Computational Modeling and Field Validation of Advanced Thermal System for Energy, Carbon and NOx Reduction
23 November 2021 • 10–11 a.m. EST
Most major corporations are implementing strict policies to eliminate or reduce the carbon and NOx emissions from fossil fuel–fired thermal manufacturing processes. The used of advanced thermal ceramic designs, computational combustion modeling and additive manufacturing provide extreme flexibility in simultaneously achieving efficiency improvements and emissions reduction. Computational modeling, laboratory testing and field validations will be presented showing efficiency gains of 85% with simultaneous NOx reduction of 15% to 50%.
1. Additive Manufacturing of Advanced Thermal Designs
Increasing energy efficiency reduces carbon emissions, but often at the price of increased NOx emissions that impacts the ozone layer. The use of additive manufacturing, or 3D printing, can be used to both effectively design advanced heat exchangers and retrofit low-NOx combustion devices in radiant tube and direct-fired combustion systems. The use of twisted tape and twist channel designs to increase both heat transfer surface area and coefficients will be presented. Efficiency gains from state-of-the-industry 70% to 85% can be realized. Furthering the used of additive manufactured advanced silicon carbide, a novel high-temperature flame splitting device will be discussed. NOx reductions on the order of 50% will be shown.
2. Computational Optimization of High Pre-Heat Combustion for Efficiency and NOx
Traditional methods of NOx reduction in combustion systems are generally limited to low-NOx burners (LNBs) utilized in combination with exhaust gas recirculation (EGR) or selective catalytic reduction using urea or ammonia injection. This presentation will discuss novel retrofit approaches using inserts to reduce NOx by managing combustion directly within the flame envelope. Advanced computational modeling converging both fluid flow, heat transfer and combustion simultaneously are used to optimize insert configurations and adapt the solution for specific burners. Examples will be shown where such strategies provide up to 50% NOx reduction with both traditional burner designs as well as LNBs utilizing EGR.

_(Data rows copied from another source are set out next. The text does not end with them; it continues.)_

PR #1378, opened 2025-01-22
fix: a `not caseSensitive` bone should lock the lower value

sveneberth:
The idea of _caseINSensitive_ bones is that the upper/lower case does not matter and `"Test"`, `"test"`, and `"TEST"` are equivalent.

If you now have a unique contstraint `UniqueLockMethod.SameValue`, it is still possible to create the three entries.

---

Alternatively, we could of course also introduce `UniqueLockMethod.EqualValue`, which controls this even more precisely.

### DIFF
--- a/src/viur/core/bones/base.py
+++ b/src/viur/core/bones/base.py
@@ -9,12 +9,13 @@ import copy
 import hashlib
 import inspect
 import logging
-from dataclasses import dataclass, field
-from datetime import datetime, timedelta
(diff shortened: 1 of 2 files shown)


phorward (approved):
ok for me

sveneberth:
Sorry, forgot the `multiple` case first. This makes the changes more complex due to the poor `_hashValueForUniquePropertyIndex` implementation.

PR #1384, opened 2025-01-23
feat: Evaluate `x-viur-bonelist` on default `viewSkel()`

phorward:
- Introduces generic `SkelModule.skel()` function to obtain a skeleton instance.
- Modifies all prototypes to accept `bones_from_request`

Replacement for #1376


src/viur/core/prototypes/skelmodule.py
```diff
@@ -108,7 +108,45 @@ def baseSkel(self, *args, **kwargs) -> SkeletonInstance:
...
+            # and (bonelist := current.request.get().kwargs.get("x-viur-bonelist"))  # param must be given (DEBUG!)
+            and (bonelist := current.request.get().request.headers.get("x-viur-bonelist"))  # header must be given
+        ):
+            bones |= {bone.strip() for bone in bonelist.split(",")}
+
+        # Return a subskel?
+        if bones:
+            # When coming from outside of a request, "*" must always be contained.
+            if bones_from_request:
+                return skel_cls.subskel("*", bones=bones)
```
ArneGudermann, line 144:
```suggestion
                bones.add("key")
                bones.add("name")
                return skel_cls.subskel("*", bones=bones)
```

phorward: as privately mentioned, "key" is always part of a subskel, and I wouldn't like to enforce "name".

src/viur/core/prototypes/list.py
```diff
@@ -37,7 +37,7 @@ def viewSkel(self, *args, **kwargs) -> SkeletonInstance:
 
             :return: Returns a Skeleton instance for viewing an entry.
         """
-        return self.baseSkel(*args, **kwargs)
+        return self.skel(bones_from_request=True, **kwargs)
```
sveneberth, line 40: - `*args` get lost
- `bones_from_request` cannot be conntrolled by calling `viewSkel()`? --> Please add in `viewSkel`s signature and pass it.
- 
```suggestion
        return self.skel(*args, bones_from_request=True, **kwargs)
```

sveneberth (changes requested):
Now we have a header that controls a bonelist. The header is evaluated by default for all viewSkels.
But what happens if I load another skeleton within the same request? Then the same bonelist is also used for the other skel. You don't want that ...


Furthermore, the [Vary header](https://httpwg.org/specs/rfc9110.html#field.vary) should be set in the response after (and if) the bonelist has been evaluated and applied.

src/viur/core/prototypes/skelmodule.py
```diff
@@ -108,7 +108,45 @@ def baseSkel(self, *args, **kwargs) -> SkeletonInstance:
...
+        The parameters `bones` and `bones_from_request` can be combined.
+        """
+        skel_cls = self._resolveSkelCls(**kwargs)
+        bones = set(bones) if bones else set()
+
+        if (
+            bones_from_request  # feature generally enabled?
+            and skel_cls.subSkels.get("*")  # a named subSkel "*"" must exist
+            # and (bonelist := current.request.get().kwargs.get("x-viur-bonelist"))  # param must be given (DEBUG!)
+            and (bonelist := current.request.get().request.headers.get("x-viur-bonelist"))  # header must be given
```
sveneberth, line 136: This is NOT restricted by a renderer or permission or admin context. You could also do this in the Html Render and remove bones, that are used in the templates. 
Since errors are not cached you could create an amount of intensive renderings (depending on the templates, module, skeleton for sure) and exhaust resources (front end instances, read ops, ...).

src/viur/core/prototypes/skelmodule.py
sveneberth, line 144: How does this affect our computed fields?

If I have a computed field A, which is `Always` calculated from another bone B and B is no longer included in the skeleton, we have the same problem as with the relskels

sveneberth (changes requested):

src/viur/core/prototypes/list.py
phorward: > * `*args` get lost

I want to get rid of this. It is a relic from days gone by and should be eliminated. To do it, we have to refactor all *Skel()-related stuff in prototypes, and it will also become a breaking change. Therefore, just throw it away for now here.

> * `bones_from_request` cannot be controlled by calling `viewSkel()`? --> Please add in `viewSkel`s signature and pass it.

We can do it this, do you want it to overwrite this as a default behavior?

src/viur/core/prototypes/skelmodule.py
phorward: Yes, this must be considered by the developer currently, who defines the star-subskel ("*").

akelch (approved):

src/viur/core/prototypes/skelmodule.py
phorward: This should be fixes, see latest version.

3. Laboratory and Field Validation for Energy, Carbon, and NOx Reduction
Even the most sophisticated computational models require feedback from both laboratory and field trials to refine the models accuracy. A stepwise method of applying additive manufactured advanced silicon carbide — twisted tape inserts, twisted channel heat exchangers and flame-splitting designs — will be presented for a radiant W-tube combustion system with a staged EGR burner. Laboratory testing was initially used to validate the computational model. After optimization, a field validation in a continuous annealing line showed combined energy reductions on the order of 20% with 15% direct NOx reduction. Secondary benefits of improved temperature uniformity and radiant tube heat release were observed. The results clearly demonstrate the ability to apply advanced heat exchanger technology for energy and carbon reduction while reducing NOx level.

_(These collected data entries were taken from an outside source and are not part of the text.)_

PR #1394, opened 2025-01-29
fix: Custom decorators do not work

### LINKED ISSUE #1381: Custom decorators do not work
Problem:

```python
@foo
@exposed
def bar(key):
...
```
The `foo` decorator  is never called

ArneGudermann:
Resolves #1381

### DIFF
--- a/src/viur/core/module.py
+++ b/src/viur/core/module.py
@@ -45,7 +45,7 @@ class Method:
         # Guards
         self.skey = False
         self.access = None
-        self.decorators = []
+        self.guards = []
 
     def __get__(self, obj, objtype=None):
         """
@@ -228,7 +228,7 @@ class Method:
         if conf.debug.trace:
             logging.debug(f"calling {self._func=} with cleaned {args=}, {kwargs=}")
         # call decorators in reversed because they are added in the reversed order
-        for func in reversed(self.decorators):
+        for func in reversed(self.guards):
             func(args=args, kwargs=kwargs, varargs=varargs, varkwargs=varkwargs)
 
         # call with instance when provided
--- a/src/viur/core/module.py
+++ b/src/viur/core/module.py
@@ -43,8 +43,9 @@ class Method:
         self.signature = inspect.signature(self._func)
 
         # Guards
-        self.skey = None
+        self.skey = False
         self.access = None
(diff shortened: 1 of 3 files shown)


src/viur/core/module.py
```diff
@@ -43,8 +43,9 @@ def __init__(self, func: t.Callable):
         self.signature = inspect.signature(self._func)
 
         # Guards
-        self.skey = None
+        self.skey = False
         self.access = None
+        self.decorators = []
```
phorward, line 48: I would like to call these "guards", instead of "decorators".
```suggestion
        self.guards = []
```

phorward (changes requested):
Hello @ArneGudermann,

Thanks for facing this issue. Can you please do the following:
1. Rename `decorators` into `guards`
2. Move the "validate"-Functions into the decorators and turn these into closures. This would make the Method members `access` and `skey` useless, as they are part of the closure function, which is then put into the `guards` list.

phorward:
>     2. Move the "validate"-Functions into the decorators and turn these into closures. This would make the Method members `access` and `skey` useless, as they are part of the closure function, which is then put into the `guards` list.

I've seen, that this is already the case. Therefore, Method.access and Method.skey are obsolete, and you just can remove them. I think the code is then okay so far. Can you test it?

src/viur/core/module.py
```diff
@@ -43,8 +43,9 @@ def __init__(self, func: t.Callable):
         self.signature = inspect.signature(self._func)
 
         # Guards
-        self.skey = None
+        self.skey = False
         self.access = None
```
phorward, line 47: I think these are obsolete, as the configuration is taken from the closure.

ArneGudermann: We use the `skey` and `access` vars on some ponits  like
https://github.com/viur-framework/viur-core/blob/3c8680fde2c95ba67392486d23cf6209641e7fab/src/viur/core/module.py#L339-L343

ArneGudermann:
I test it and it looks all good.

phorward (approved):

sveneberth (approved):
I have not noticed any problems with the changes in my project. Everything is running.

Tom Briselden, Saint-Gobain Performance Ceramics and Refractories
Tom Briselden is the global director of new business for Saint-Gobain’s Performance Ceramics and Refractories group. He works with the largest steel producers in the world to help reduce energy and emissions using advanced thermal ceramics, computational modeling and additive manufactured advanced silicon carbide. Briselden taught heat transfer, thermodynamics and fluid mechanics at The Pennsylvania State University for 10 years. Concurrently, he started a spinoff company, Spinworks, which, to date, supplied energy savings components to the steel industry with a cumulative 2-trillion-BTU-per-year impact and equivalent 117,000 tons of CO2. Spinworks was acquired by Saint-Gobain in 2017 and is continuing to accelerate the adoption of energy and emissions reducing technology for thermal manufacturing processes
Brad Nakanishi, Saint-Gobain Research Center, North America
Bradley Nakanishi has been with Saint-Gobain for three years. He manages R&D activities for Total Burner Solutions (TBS) and supports deployment of TBS technologies to new and existing process heating applications. He holds a Ph.D. in materials science and engineering from Massachusetts Institute of Technology.
Yunsik Jung, POSCO
Yunsik Jung received a bachelor’s and master’s degree in mechanical engineering, and has been working with POSCO for 17 years. Since 2004, he has served as team leader. Yunsik has been a customer for Saint-Gobain for Total Burner Solutions and other refractories solutions.